Set up. We are distinguishing the signed integral of velocity (net displacement) from the unsigned area between v(t) and 0 (total distance).

(i) 3t² − 12 = 0 ⇒ t = 2 (positive root). On [0, 2), v(t) < 0 (test t = 1: 3 − 12 = −9). On (2, 3], v(t) > 0.

(ii) Net displacement = ∫₀³ (3t² − 12) dt = [t³ − 12t]₀³ = 27 − 36 = −9 m. (Particle ends 9 m behind the start.)

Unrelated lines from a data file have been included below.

PR #9472, opened 2026-07-19
Keep lineage children with their parent when dragging to another status lane

### LINKED ISSUE #9083: [Bug]: Status-lane drag of a parent worktree leaves its lineage children behind
### Operating system

macOS

### Orca version

Not specified

#### Summary

When worktrees are linked through a parent/child lineage, dragging the parent worktree to another status lane changes only the parent. Its visible lineage children stay in the previous status.

This is confusing because Orca's drag interaction already treats a visible lineage as one unit in another context: reordering a worktree expands the dragged set to include the visible lineage. The status-lane drop preview can therefore suggest a group operation while the mutation is node-local.

#### Steps to reproduce

1. Create or open two worktrees linked as parent and child.
2. Ensure both are visible in the same worktree list.
3. Drag the parent worktree to a different status lane.
4. Observe the child worktree's status.

#### Actual behavior

Only the directly dragged parent changes status. The child remains in its previous status.

#### Expected product contract

The lineage relation should not necessarily imply that every status change always cascades. Parent/child can represent provenance or structure, while status may legitimately remain node-local.

However, drag preview and drop behavior should use the same scope. A reasonable contract would be:

- A normal status drag changes only the explicitly dragged worktree, and the preview clearly shows only that worktree; or
- If the preview groups the visible lineage, the drop changes that same visible lineage; and
- Orca offers an explicit “move subtree/lineage” action when users intend to update descendants together.

The key requirement is that the scope shown during drag must match the scope mutated after drop.

#### Implementation evidence

The reorder path expands the dragged IDs with `expandDraggedWorktreeIdsForVisibleLineage(...)`, while the status-drop path uses `drag.draggedIds` directly. This appears to create the preview/mutation scope mismatch.

#### Acceptance criteria

- The status drag preview identifies exactly which worktrees will change.
- Dropping updates exactly the worktrees shown in that preview.
- Node-only and lineage/subtree moves are distinguishable when both are supported.
- Behavior is covered for a parent with one or more visible children.

brennanb2025:
Fixes #9083.

**What changes:** Dragging a parent worktree card to a different status lane in the sidebar (grouped by workspace status) now moves its visible lineage children with it — matching what the drag preview already shows. Before, only the parent's status changed: the children were left behind in the old lane and rendered as orphaned top-level cards, silently breaking the visual nesting.

**What does not change:** Pin drops still pin only the directly dragged card; drops that nest a card under a parent still re-parent only the directly dragged cards; the expanded workspace kanban board (flat cards, no nesting) is untouched; hidden/collapsed children do not follow (same "visible lineage" semantics the reorder path has always had); the context-menu "Move to status" single-card action is unchanged.

## Design approach

Both sidebar drag sessions (custom pointer drag and native HTML5 drag) already precompute a lineage-expanded dragged set (`reorderDraggedIds`, via `expandDraggedWorktreeIdsForVisibleLineage`) that the drag preview and the reorder commit use. The bug was that every status-lane / board commit path read the raw dragged ids instead. The fix swaps those commit sites (and their hover-preview computations) to the same expanded set — no new helpers, no new state. Two session-less commit paths expand the ids at commit time through the same helper: the status-drop fallback and the capture-phase document-drop committer (`useWorkspaceStatusDocumentDrop`), which is the primary native-drop path in packaged Electron. That wrapper lives at the `WorktreeList` call site only, so the `WorkspaceKanbanDrawer`'s flat board keeps committing raw ids.

## Review and verification pipeline (Brennan's PR process)

- **Design review:** delegated review loop over the design doc, 2 full rounds + 1 focused verification; final verdict clean. It added two findings folded into the fix: the packaged-Electron document-drop committer and the board drop-indicator predicate, plus a dual-case fix for the status-drop fallback (it also fires when a session exists but no drop preview could be computed).
- **Implementation:** all 7 design items in `src/renderer/src/components/sidebar/WorktreeList.tsx` (+36/−20) plus a new regression test. One deviation from the validation plan, allowed by the design doc: the pointer-path DOM drag simulation was skipped in favor of driving the real native document-drop committer (happy-dom lacks a usable `elementFromPoint`).
- **Completeness verification:** independent read-only pass — verdict *complete-with-accepted-deviations*; all 7 items implemented as specified, intentionally-raw sites confirmed intact, no unapproved narrowing.
- **Headline behavior:** **implemented** (not partial). Live-verified in the running dev app: parent dragged from "In progress" to "Todo" carries its visible child; child stays nested under the parent in the new lane.
- **Broad app consistency:** source of truth is the drag-preview scope (parent + visible children move as one unit). Sidebar lane headers, in-lane insertion drops, sidebar→collapsed-board drops, both capture-phase document committers, and the board drop indicator now all use that scope. Deliberately preserved mismatches: pin drops stay parent-only (pre-existing, cosmetic preview mismatch remains there), expanded kanban board stays flat, collapsed children stay behind (same as reorder).
- **Performance audit:** clean. The expanded set is precomputed at drag start; per-frame paths only read it. The two new expansion calls are one-shot at commit time. The new `useCallback` wrapper's deps track worktree-list changes, not drag frames.
- **Code-review loop:** 1 round, two independent reviewers, both clean. One recorded non-actionable `P2` residual: the new test guards the document-drop committer (the packaged-app path); the session-path commit sites are guarded against systemic reverts but not a single-site hand-revert — an isolated pointer-drag DOM test would need a brittle new harness, judged net-negative for now.
- **Merge-confidence validation:** verdict **land**. Live pointer-drag scenarios in the dev app: core parent+child lane move (fixed), childless card moves alone, in-lane reorder with children following still works; store-level assertions plus full-window screenshots for each; console clean.

## Tests and checks run

- New: `WorktreeList.status-lane-lineage-drop.test.tsx` — renders the real `WorktreeList` grouped by workspace status (parent + visible lineage child, bystander in another lane) and drives a native drop carrying only the parent id onto a lane header; asserts both parent and child commit to the target status, other lanes untouched, and a childless drop commits only itself. 3/3 pass.
- Regression suites (worktree-manual-order, lineage card tests, kanban sidebar drop, WorkspaceKanbanDrawer task-status sync, and neighbors): all green.
- Typecheck (`tsc` web config) clean; oxlint/oxfmt clean.

## Manual validation evidence

Screenshots (bug repro pre-fix, and post-fix drags) are attached in a PR comment below — not committed to the repo.

## Risks / accepted gaps

- The packaged-build document-drop committer is exercised by the new unit test (real DOM drop through the real hook), but the live drag re-verify used the dev app's pointer path; no packaged build was launched for this PR.
- `handleWorktreeDrop`'s row-level status commit is unreachable today (the capture-phase document handler pre-empts it); it was swapped defensively for consistency.
- The board drop-indicator swap is a no-op under workspace-status grouping and only changes indicator behavior when nested children hold mixed statuses under other groupings — reasoned, not live-tested.
- SSH: not applicable — renderer-only commit scope; status updates flow through the existing host-aware batched meta update, just with more ids. Mobile: no sidebar drag surface.

## Senior review live re-validation (2026-07-19)

Re-ran the real sidebar pointer gesture in an isolated Electron dev profile on this PR branch. The drag emitted one batched update containing exactly `parent-tree` and its visible `child-tree`; both moved from **In progress** to **Todo**, the child remained visibly nested, and the unrelated `bystander` was untouched.

### Before

Before: parent and visible child nested in In progress

### Mid-drag

Mid-drag: lineage drag preview over Todo

### After

After: parent and child remain nested together in Todo

### DIFF
--- a/src/renderer/src/components/sidebar/WorktreeList.status-lane-lineage-drop.test.tsx
+++ b/src/renderer/src/components/sidebar/WorktreeList.status-lane-lineage-drop.test.tsx
@@ -1,0 +1,438 @@
+// @vitest-environment happy-dom
+
+import { act, type ReactNode } from 'react'
+import { createRoot, type Root } from 'react-dom/client'
+import { afterEach, beforeAll, beforeEach, describe, expect, it, vi } from 'vitest'
+import type {
+  Repo,
+  WorkspaceStatus,
+  Worktree,
+  WorktreeCardProperty,
+  WorktreeLineage,
+  WorktreeMeta
+} from '../../../../shared/types'
+import { DEFAULT_WORKSPACE_STATUSES } from '../../../../shared/workspace-status-defaults'
+import {
+  WORKSPACE_STATUS_DRAG_IDS_TYPE,
+  WORKSPACE_STATUS_DRAG_TYPE
+} from './workspace-status-drag-data'
+
+globalThis.IS_REACT_ACT_ENVIRONMENT = true
+
+const mockStore = vi.hoisted(() => ({
+  state: {} as Record<string, unknown>,
+  activateWorktreeFromSidebar: vi.fn(),
+  openModal: vi.fn(),
+  updateWorktreeMeta: vi.fn(),
+  updateWorktreesMeta: vi.fn(),
+  setSortBy: vi.fn(),
+  fetchHostedReviewForBranch: vi.fn(),
+  fetchIssue: vi.fn(),
+  fetchLinearIssue: vi.fn(),
+  openTaskPage: vi.fn()
+}))
+
+type WorktreeListComponent = React.ComponentType<{
+  scrollOffsetRef: React.RefObject<number>
+  scrollAnchorRef: React.RefObject<unknown>
+}>
+
+let WorktreeList: WorktreeListComponent
+
+function makeFolderWorkspacePathStatusMockState(): Record<string, unknown> {
+  return {
+    fetchFolderWorkspacePathStatus: vi.fn(),
+    folderWorkspaces: [],
+    folderWorkspacePathStatuses: {},
+    getFolderWorkspacePathStatusCacheKey: (request: unknown) => JSON.stringify(request),
+    getFreshFolderWorkspacePathStatus: () => null
+  }
+}
+
+vi.mock('@/store', () => {
+  const useAppStore = ((selector: (state: Record<string, unknown>) => unknown) =>
+    selector(mockStore.state)) as ((
+    selector: (state: Record<string, unknown>) => unknown
+  ) => unknown) & {
+    getState: () => Record<string, unknown>
+  }
+  useAppStore.getState = () => mockStore.state
+  return { useAppStore }
+})
+
+vi.mock('@tanstack/react-virtual', () => ({
+  defaultRangeExtractor: ({ startIndex, endIndex }: { startIndex: number; endIndex: number }) =>
+    Array.from({ length: endIndex - startIndex + 1 }, (_, index) => startIndex + index),
+  measureElement: () => 32,
+  useVirtualizer: ({ count }: { count: number }) => ({
+    elementsCache: new Map(),
+    getTotalSize: () => count * 96,
+    getVirtualItems: () =>
+      Array.from({ length: count }, (_, index) => ({
+        index,
+        key: `row-${index}`,
+        start: index * 96
+      })),
+    measureElement: vi.fn(),
+    scrollToIndex: vi.fn()
+  })
+}))
+
+vi.mock('@/hooks/useVirtualizedScrollAnchor', () => ({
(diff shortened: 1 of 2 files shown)


brennanb2025:
## Screenshot evidence (live Electron validation — not committed to the repo)

### Bug reproduction (before the fix)
Parent `parent-tree` with visible nested child `child-tree` ("1 child" badge) in **In progress**; bystander in **Todo**:

before drag, pre-fix

After dragging `parent-tree` to the **Todo** lane header (pre-fix): parent moved alone, `child-tree` left orphaned as a top-level card in **In progress** — nesting broken:

bug: child left behind

### With the fix
Same drag re-run after the fix — `parent-tree` **and** `child-tree` both land in **Todo**, child still nested under the parent:

fixed: child follows parent

### Merge-confidence validation pass (independent re-run)
Before / mid-drag (drag ghost + board preview) / after — parent+child carried together:

validation before
validation mid-drag
validation after

Regressions checked: a childless card (`bystander`) still moves alone between lanes, and in-lane reorder (no status change) still carries children:

childless card moves alone
in-lane reorder unaffected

(iii) Split at t = 2: Total distance = ∫₀² −(3t² − 12) dt + ∫₂³ (3t² − 12) dt = [−t³ + 12t]₀² + [t³ − 12t]₂³ = (−8 + 24) + ((27 − 36) − (8 − 24)) = 16 + (−9 − (−16)) = 16 + 7 = 23 m. Unsigned area between v and 0 ignores direction, so it adds the backwards travel (16 m) to the forwards travel (7 m). The net answer in (ii) instead subtracts them because the curve dips below the axis.